Il libro è nato dalla curiosità dell’autrice verso il proprio territorio, sulle condizioni sanitarie scolastiche dopo l’unità d’Italia. È in piena epoca Giolittiana che vengono emanate le prime leggi di obbligo scolastico. Una scuola completamente diversa da quella dei giorni nostri, legata anche ad un aspetto di povertà della popolazione e dalla necessità di avviare i bambini al lavoro anche prima del compimento del decimo anno di età. Al mondo della scuola si affianca quello di mestieri in gran parte scomparsi, ben descritti dalla Firenzuola. L’edilizia scolastica dell’epoca ha una rivoluzione in quanto vengono costruite scuole che permettono la suddivisione tra aule maschili e femminili; aule ben organizzate, con la lavagna di ardesia e maestri spesso privi del necessario titolo per esercitare la professione, ma in grado di insegnare a scrivere e leggere, oltre che impartire le importanti regole di educazione civica, riuscendo a mantenere ben composte le numerosissime classi dell’epoca. Momenti di vita distanti dai giorni nostri, dove il farmacista del paese era deputato a produrre l’inchiostro per la scuola, ma dove esistono comunque similitudini con l’attuale sistema di istruzione.

LE ORIGINI

La prima bozza del libro è stata materiale della sua tesi, poi le ricerche sono continuate per altri quindici anni e alla fine è arrivato questo libro.

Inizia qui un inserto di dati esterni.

PR #1559, opened 2026-06-12
fix(research): disambiguate import source rows

### LINKED ISSUE #1558: IMPORT_RESEARCH envelope probe is ambiguous for a flat single-source result
Spun out of PR #1557 review (CodeRabbit). **Pre-existing** behavior — not introduced by #1557, which faithfully preserves it.

`ResearchAPI.import_sources` (and the extracted `_row_adapters.research.unwrap_import_rows`) probe for a wrapped `[[row1, …]]` envelope with:

```python
first = result[0]
if isinstance(first, list) and first and isinstance(first[0], list):
    result = first  # treat as wrapped
```

This collides with a **flat single-row** result whose row is `[[id], title]`: e.g. `[[["id"], "t"]]`. Here `first = [["id"], "t"]` and `first[0] = ["id"]` is a list, so the probe mis-classifies the single row as a wrapper, rebinds `result` to the row, then iterates the row's *elements* (`["id"]`, `"t"`) as if they were rows — both fail the `len >= 2` row guard and are skipped, yielding `[]` (the one imported source is dropped).

The same logic exists verbatim on `main` (pre-#1557), so it's a latent ambiguity, not a regression. Whether it's reachable depends on whether the live IMPORT_RESEARCH wire ever returns the flat single-row shape (rows in practice carry >2 elements, which would not trip this) — needs a captured cassette to confirm.

**Fix idea:** disambiguate wrapped-vs-flat by checking the *inner* shape (a wrapper's `first[0]` is itself a row `[[id], title, …]` i.e. `first[0][0]` is a list), or thread the real envelope depth from a golden capture.

teng-lin:
## Summary
- fix IMPORT_RESEARCH envelope detection so flat single-row results like `[[["id"], "title"]]` are parsed as one row instead of mistaken for a wrapper
- preserve the cassette-backed wrapped shape from `research_import_sources_direct.yaml` / `research_import_sources_populated.yaml`
- update import-source edge tests and trim stale comments

Fixes #1558

## Verification
- `uv run --extra dev pytest tests/unit/test_research_api.py -k 'import_sources'`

«Un mondo di cambiamenti non lontani e inattuali rispetto a oggi; la classe subalterna di un tempo è stata sostituita dagli immigrati e le condizioni socio economiche degli insegnanti non sono certo migliorate rispetto al passato», conclude l’autrice ferrarese con un chiaro riferimento al precariato e al fatto che persiste comunque un elevato numero di alunni con un percorso scolastico irregolare, costellato bocciature ripetute e abbandoni del mondo scolastico.